Summary
Apicomplexan parasites have major impacts on human health e.g. Plasmodium falciparum causes malaria
whereas Toxoplasma gondii and Babesia spp. cause opportunistic infections. Although this close-knit group
shares their obligate intracellular life styles, they display a wide variety of asexual cell division modes. These
differ between parasites as well as between different life stages within a single parasite species, but the start-
and end-point is always a host cell invasion competent ‘zoite’. The number of zoites made per division round
varies dramatically (from 2-90,000) and can unfold in several different ways by reshuffling the functional modules
of 1) mother cytoskeleton disassembly, 2) DNA synthesis and chromosome segregation (D&S), 3) karyokinesis,
and 4) zoite assembly (budding). Distinct cell division modes across Apicomplexa arise from variations in the
order and sequence of the modules as well as the number of module repetitions. In the current model, cell
division progresses in transcriptional waves mediated transcription factors that act on target genes that in turn
bundle into the functional modules. However, little is known of the composition, regulators and wiring of the
different modules, and how this leads to the diversity of cell division modes in Apicomplexa. The research team
hypothesizes that these questions can be answered by a comparative systems biology approach, starting with
parasites representing different diverse and ‘exotic’ division cell division modes wherein particular modules are
amplified, or combined differently: Babesia divergens binary fission, P. falciparum schizogony, Sarcocystis
neurona endopolygeny without karyokinesis, T. gondii asexual endodyogeny and T. gondii pre-sexual
endopolygeny with karyokinesis in the definitive host. This approach takes advantage of the single cell
sequencing revolution combined with computational network analysis approaches. Firstly, single cell
transcriptomic and epigenomic maps of the five cell division modes will be generated and analyzed to define the
effectors contained in each specific module. A subset of uncharacterized effectors in the poorly characterized
karyokinesis and cytoskeleton disassembly modules will be experimentally validated by gene knock-downs.

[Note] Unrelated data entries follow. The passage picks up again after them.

PR #543, opened 2017-11-01
Added checkbox for disabling "replies to inbox" when replying to comm…

### LINKED ISSUE #286: Make it possible to disable inbox replies when commenting

Clubfan22:
…ents

When replying to comments, it's now possible to disable that replies will be sent to the inbox. (Potential improvement: preference for default behaviour)

Reddit's API endpoint /sendreplies is used for this.
About the actual implementation, I'm not sure if it would be more elegant to move the actual call into CommentReplyActivity, but then we have to escalate the id of the newly created post, which would entail some refactoring.

On another note, Reddit's API responses surely have to be a joke, right? No sane person could do that...

Fixes #286

### DIFF
--- a/assets/changelog.txt
+++ b/assets/changelog.txt
@@ -2,6 +2,7 @@
 Fix for fullscreen video in internal browser (thanks to Clubfan22)
 Preference to exclude text when sharing comment (thanks to Clubfan22)
 Scroll to top when collapsing self post (thanks to ajgoda90)
+Disable sending replies to inbox for comments (thanks to Clubfan22)
 
 82/1.9.8.3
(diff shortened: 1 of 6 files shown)


QuantumBadger:
Looks good to me, thanks!

> On another note, Reddit's API responses surely have to be a joke, right? No sane person could do that...

I assume you're referring to this:

	return "t1_" + response.asObject().getArray("jquery").getArray(30)
			.getArray(3).getArray(0).getObject(0)
			.getObject("data").getString("id");

That does look bad, even by reddit's standards :)

Are those array indexes always the same? (`getArray(30)`, etc) "30" seems like a weird choice of number :P

PR #549, opened 2017-11-27
Added support for /r/random

### LINKED ISSUE #200: Issues with /r/random
I noticed that entering random into the custom subreddit bar produces pecular behavior.  It appears that the app polls /r/random once for the content and once for the title banner.  The result is that the banner and the content wind up coming from two entirely different subreddits.

AwIDoK:
Fixes #200


QuantumBadger:
Excellent, thank you! I'll merge this in.

New strings should go at the bottom of strings.xml (to assist translators), but I'll move them myself. Also be careful with tabs vs spaces :)

Issue #3876, opened 2025-07-12
FpySequencer arithmetic


zimri-leisher:
| | |
|:---|:---|
|**_F´ Version_**| 4.0.0 |
|**_Affected Component_**| fpyc, FpySequencer |
---
## Feature Description

Add arithmetic to Fpy.
* Exponentiation
* Multiplication
* Division
* Subtraction
* Unary negation, unary plus

PR #4025, opened 2025-08-13
FpySequencer arithmetic

zimri-leisher:
| | |
|:---|:---|
|**_Related Issue(s)_**| #3876  |

---
## Change Description

* Added FpySequencer to formatting checks, formatted code
* New directives:
* STACK_CMD dispatches a command opcode + args from the stack. Used for cmds with variable arguments
* DISCARD drops a hardcoded number of bytes from the stack. Currently unused but could be helpful in the future.
* MEMCMP pops two bytearrays of hardcoded size off the stack and compares their contents. If equal, pushes 1 to stack, otherwise 0.
* Full suite of arithmetic ops: mul, div, add, sub, log, pow, mod, floor div, across floats, signed and unsigned ints. All take their args from the stack and push their result back onto the stack.
* Integer truncation and signed/unsigned extension. Previously only had float ext/trunc.


.github/workflows/format-check.yml
```diff
@@ -66,6 +66,7 @@ jobs:
             Svc/FprimeFramer
             Svc/FprimeProtocol
             Svc/FprimeRouter
+            Svc/FpySequencer
```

Secondly, chemical and genetic perturbations combined with single cell sequencing will enable the assembly of
causal gene regulatory networks (GRNs) across all division modes. Candidate module controllers in these GRNs
will be validated by reprogramming and/or genetic perturbation experiments: changing (parts of) the division
mode in specific parasites. This work will answer elusive questions regarding apicomplexan specific biology
within barely studied functional modules, as well as how apicomplexan cell division flexibility is wired. Thirdly,
the proposed work will produce extensive community resources comprising single expression and chromatin
accessibility atlases across five different cell division modes and parasite species. Moreover, data sets will be
searchable across systems in real time for any biological feature of interest by web-based Apps that will be
incorporated in VEuPathDB and enable querying the data for biological questions beyond cell division.